++++ Provided entries ++++

PR #245, opened 2023-11-16
Improve type inference for element attributes

gsteel:
|    Q          |   A
|-------------- | ------
| Documentation | yes
| QA            | yes

### Description

Marks all attribute arrays and iterables as `<string, mixed>` which is slightly better than `<array-key, mixed>`

This is pretty minor stuff, but it really helps in consumer projects running psalm.

I considered that we could have gone for `<string, scalar|null>` but I'm fairly sure there are cases where arrays are accepted, or maybe even iterables at which point, `<string, mixed>` felt like a better middle ground considering `ElementInterface::getAttribute(string $name): mixed`

### DIFF
--- a/src/Element/MultiCheckbox.php
+++ b/src/Element/MultiCheckbox.php
@@ -11,6 +11,10 @@ use Laminas\Validator\ValidatorInterface;
 
 use function assert;
 use function is_array;
+use function is_iterable;
+use function trigger_error;
+
+use const E_USER_DEPRECATED;
 
 class MultiCheckbox extends Checkbox
 {
@@ -98,9 +102,13 @@ class MultiCheckbox extends Checkbox
     /** @inheritDoc */
     public function setAttribute(string $key, $value)
     {
-        // Do not include the options in the list of attributes
-        // TODO: Deprecate this
-        if ($key === 'options') {
+        /** @psalm-suppress DocblockTypeContradiction */
+        if ($key === 'options' && is_iterable($value)) {
+            trigger_error(
+                'Providing multi-checkbox value options via attributes is deprecated and will be removed in '
+                . 'version 4.0 of this library',
+                E_USER_DEPRECATED,
+            );
             $this->setValueOptions($value);
             return $this;
         }
--- a/src/Element/MultiCheckbox.php
+++ b/src/Element/MultiCheckbox.php
@@ -14,11 +14,7 @@ use function is_array;
 
 class MultiCheckbox extends Checkbox
 {
-    /**
-     * Seed attributes
-     *
-     * @var array
-     */
+    /** @var array<string, scalar|null>  */
     protected $attributes = [
         'type' => 'multi_checkbox',
     ];
@@ -99,12 +95,7 @@ class MultiCheckbox extends Checkbox
         return $this;
     }
 
-    /**
-     * Set a single element attribute
-     *
-     * @param  mixed  $value
-     * @return $this
-     */
+    /** @inheritDoc */
     public function setAttribute(string $key, $value)
     {
         // Do not include the options in the list of attributes
--- a/src/LabelAwareInterface.php
+++ b/src/LabelAwareInterface.php
@@ -21,7 +21,7 @@ interface LabelAwareInterface
     /**
      * Set the attributes to use with the label
      *
-     * @param  array $labelAttributes
+     * @param  array<string, mixed> $labelAttributes
      * @return $this
      */
     public function setLabelAttributes(array $labelAttributes);
--- a/src/LabelAwareInterface.php
+++ b/src/LabelAwareInterface.php
@@ -21,7 +21,7 @@ interface LabelAwareInterface
     /**
      * Set the attributes to use with the label
      *
-     * @param  array<string, mixed> $labelAttributes
+     * @param  array<string, scalar|null> $labelAttributes
      * @return $this
      */
     public function setLabelAttributes(array $labelAttributes);
@@ -29,7 +29,7 @@ interface LabelAwareInterface
     /**
      * Get the attributes to use with the label
      *
-     * @return array
+     * @return array<string, scalar|null>
      */
     public function getLabelAttributes(): array;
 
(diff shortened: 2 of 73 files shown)


Slamdunk (changes requested):
> I considered that we could have gone for `<string, scalar|null>` but I'm fairly sure there are cases where arrays are accepted

As far as I can test and tell, those cases are errors that come from a past (year 2012) when types weren't a thing, and we tested everything just to be sure but without a valid use case.
I'm talking about:

https://github.com/laminas/laminas-form/blob/943ece1bdb3050b36a964f4aa869d1c9453345b3/test/FactoryTest.php#L99-L105

https://github.com/laminas/laminas-form/blob/943ece1bdb3050b36a964f4aa869d1c9453345b3/test/View/Helper/FormElementTest.php#L87

I'd say let's go all-in with `<string, scalar|null>` even for `ElementInterface::getAttribute` PHPDoc return type, remove the four test cases with invalid sets and release.

src/LabelAwareInterface.php
```diff
@@ -21,7 +21,7 @@ public function getLabel(): ?string;
     /**
      * Set the attributes to use with the label
      *
-     * @param  array $labelAttributes
+     * @param  array<string, mixed> $labelAttributes
```
Slamdunk: I guess we can go `<string, null|scalar>` here too, WDYT?

src/View/Helper/AbstractHelper.php
```diff
@@ -293,7 +293,7 @@ public function getId(ElementInterface $element): ?string
     {
         $id = $element->getAttribute('id');
         if (null !== $id) {
-            return $id;
+            return (string) $id;
```
Slamdunk: Not a fun of type-casting in this case, I'd rather go for an `assert()`

src/View/Helper/FormElement.php
```diff
@@ -20,7 +20,7 @@ class FormElement extends BaseAbstractHelper
     /**
      * Instance map to view helper
      *
-     * @var array
+     * @var array<class-string, string>
```
Slamdunk:
```suggestion
     * @var array<class-string<\Laminas\Form\ElementInterface>, string>
```
And same for `addClass()` param

src/Element/MultiCheckbox.php
```diff
@@ -99,17 +99,16 @@ public function setOptions(iterable $options)
...
     public function setAttribute(string $key, $value)
     {
-        // Do not include the options in the list of attributes
-        // TODO: Deprecate this
-        if ($key === 'options') {
+        /** @psalm-suppress DocblockTypeContradiction */
+        if ($key === 'options' && is_iterable($value)) {
+            trigger_error(
+                'Providing multi-checkbox value options via attributes is deprecated and will be removed in '
+                . 'version 4.0 of this library',
```
Ocramius, line 109: Does building the element from an array spec still work, after removing this?

Slamdunk (changes requested):
Really good work, some minor improvements and we can go :muscle:

Ocramius (approved):
Very cool! One question on the patch, otherwise LGTM!

src/Element/MultiCheckbox.php
Slamdunk: @gsteel seems a prudent guy:

https://github.com/laminas/laminas-form/pull/245/files#diff-9ed265bc15aed45c500eadeea5fec4faa6af32a6800c80a282eac53c51b604d4R188-R216

Ocramius: Was more thinking about the really wonky early-laminas "let's make an entire form from a single array" kinda thing :D

gsteel:
Thanks @Slamdunk - I've adjusted the tests to use `setValueOptions` where appropriate and also properly deprecated providing "value options" in the `options` key to `setAttributes` - Also added deprecated tests to cover the deprecation.

Sorry, the patch is a bit bigger now, but the change to scalar|null of course caused a lot of valid psalm issues that needed fixing

src/Element/MultiCheckbox.php
gsteel: Yes, it does still work - The factory tests _were_ showing this, but I did adjust this test in https://github.com/laminas/laminas-form/pull/245/commits/da4a9f0f8e17adaf20bfbd14d53c590f54768ab8 so that the deprecated version is no longer used.

src/View/Helper/AbstractHelper.php
gsteel: I've changed the conditional here instead to `is_string($id) && $id !== ''`

Slamdunk (approved):

Slamdunk:
What a refreshing patch, thank you @gsteel

gsteel:
Thanks to you too @Slamdunk and @Ocramius for the reviews :)

pavattt:
@Slamdunk Do you have any rules on what changes can go into a minor version and what cannot? Signature change in minor version is not something I'd expect.

froschdesign:
@pavattt 
> Signature change in minor version is not something I'd expect.

Only allowed in major versions. Do you find a problem?

pavattt:
@froschdesign I've upgraded laminas/laminas-form from 3.13.1 to 3.17, and now I have a ton of issues in static analysis I have to fix.

Ocramius:
> @Slamdunk Do you have any rules on what changes can go into a minor version and what cannot? Signature change in minor version is not something I'd expect.

It's a bit of a gray area here, because SA shifts regularly (even with patch versions of psalm and phpstan).

We keep BC on anything that would otherwise require changes in the code for:

 * making it run as before
 * making it "compile" as before, where "compile" is what PHP itself understands as such

For changes such as more precise data structures and types, it is very improbable that you'll get BC on that, as the types can easily shift with tiny changes, even in other packages that declare better types.

My general suggestion when doing a `composer.lock` change that introduces new type errors is to have a baseline file (supported by both PHPStan and Psalm), updating that, and deciding which errors that were introduced are worth fixing immediately.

++++

Work instructions
Whenever "Ocramius" shows up in a line of the listing, copy that whole line.

Response box
Ocramius, line 109: Does building the element from an array spec still work, after removing this?
Ocramius (approved):
Ocramius: Was more thinking about the really wonky early-laminas "let's make an entire form from a single array" kinda thing :D
Thanks to you too @Slamdunk and @Ocramius for the reviews :)
Ocramius:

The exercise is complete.